Okay, and that brings us right now to Andrea. While I've been talking about sort of the broader concept of identity search detection response, Andrea right now will go way deeper into detail and say, okay, how can this finally work? Good afternoon, everybody, or good morning for those connected from the U.S. Thanks for joining us. And so thank you, Martin, for introducing this basic concept that basically states that behind any cyber threat, there is an identity hack. That can be something inside a threat, some malicious insider, most often.
It's some act identity that someone else is abusing from the outside. So this is a great intro for explaining what we, Sherlock, do.
So, first of all, my name is Andrea Rossi. I've been in this space for a long time. And I'm a researcher at the University of California, Berkeley. And I'm a researcher at the University of California, Berkeley.
So, first of all, my name is Andrea Rossi. I've been in this space of identity-centric something for a while. Before Sherlock, I co-founded a company called Cross Ideas, which then sold to IBM. And the Sherlock is, in a way, built on the core of the core team of Cross Ideas, which is continuing a journey of an identity-centric mentality.

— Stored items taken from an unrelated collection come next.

PR #15586, opened 2026-07-05
Fix bucket policy UI principal to use ARN format on OCS 4.21+

AviadP:
- Use OBC.id_for_policy_principal instead of the stale obc_account field when resolving the real account for account-dependent bucket policy tests
- Teach gen_bucket_policy_ui_compatible to recognize already-formatted ARN strings and pass them through instead of re-wrapping them
- Fixes PolicyApplicationError: "Invalid principal in policy" on OCS >= 4.21 for test_set_bucket_policy_ui[policy_config1] and [policy_config3]

## Summary by CodeRabbit

* **Bug Fixes**
  * Improved bucket policy principal handling so existing identity strings are preserved correctly instead of being converted to a different format.
  * Updated account identification used in bucket permissions to better match current platform behavior, including support for ARN-based values.

### DIFF
--- a/ocs_ci/ocs/ui/page_objects/bucket_tab_permissions.py
+++ b/ocs_ci/ocs/ui/page_objects/bucket_tab_permissions.py
@@ -116,7 +116,7 @@ class BucketsTabPermissions(ObjectStorage, ConfirmDialog):
             bucket_name (str): Name of the bucket to get account ID for.
 
         Returns:
-            str: Real account ID associated with the bucket.
+            str: Real account ID (or ARN, on OCS >= 4.21) associated with the bucket.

So, if you look at what we do, we are essentially a phenomenal behavioral anomaly detection engine built on the obsession that every security risk and threat should be detected using behavioral anomaly detection. And we have pushed that so much to the limit that today, out of our engine, can offer two macro use cases. One is the identity threat detection response, which is the topic of today and works on top of ingestion of human application telemetry.

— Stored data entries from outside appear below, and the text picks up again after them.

PR #15610, opened 2026-07-07
Fix revert_noobaa_endpoint_scc for Provider Client clusters

sagihirshfeld:
## Summary
- Fix `revert_noobaa_endpoint_scc_fixture` failing on Provider Client clusters
  because the `noobaa-endpoint` SCC doesn't exist on the client cluster.

## Changes
- Add `@config.run_with_provider_context_if_available` to
  `revert_noobaa_endpoint_scc_fixture` so the initial SCC lookup runs
  against the provider cluster.
- Add the same decorator to the inner `revert_endpoint_scc_implementation`
  and `finalizer` functions so SCC patching and teardown also target the
  provider cluster (the finalizer decorator is critical since pytest calls
  it outside the outer function's context).

## Summary by CodeRabbit

* **Tests**
  * Updated test fixture behavior so SCC patching and restoration execute within the correct provider execution context when available.
  * Improved teardown finalization to ensure settings are consistently reverted during cleanup.

### DIFF
--- a/tests/conftest.py
+++ b/tests/conftest.py
@@ -7205,6 +7205,7 @@ def revert_noobaa_endpoint_scc_class(request):
     return revert_noobaa_endpoint_scc_fixture(request)
 
 
+@config.run_with_provider_context_if_available
 def revert_noobaa_endpoint_scc_fixture(request):
     """
     This fixture reverts the noobaa-endpoint SCC back to the way it was before ODF 4.12.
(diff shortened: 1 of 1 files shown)


sagihirshfeld:
Adding the Verfied label due to the limited nature of the change

udaysk23 (approved):

ypersky1980 (approved):
LGTM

And on the other side, it's the newest toddler of the family, the ability to monitor security anomaly on Kubernetes cluster, which is a very important unprotected new domain for cybersecurity. Before we get started and to further slides, we'll be addressing essentially four questions today.
So, first of all, I want to explain a little more the way we do machine learning. I don't like the term AI. I'd rather go into the term machine learning and how we can help identity management and security operation. And then we'll continue with other four questions. But I want first to clarify how identity threat detection and AI ML are connected. And I want to do that clarifying a bit the term because I realize there is a bit of a hype in the market. But there's also some disillusionment about using AI and machine learning too much.
So, I just want to bring us back to the same page. So, first of all, machine learning works in opposition to programming system.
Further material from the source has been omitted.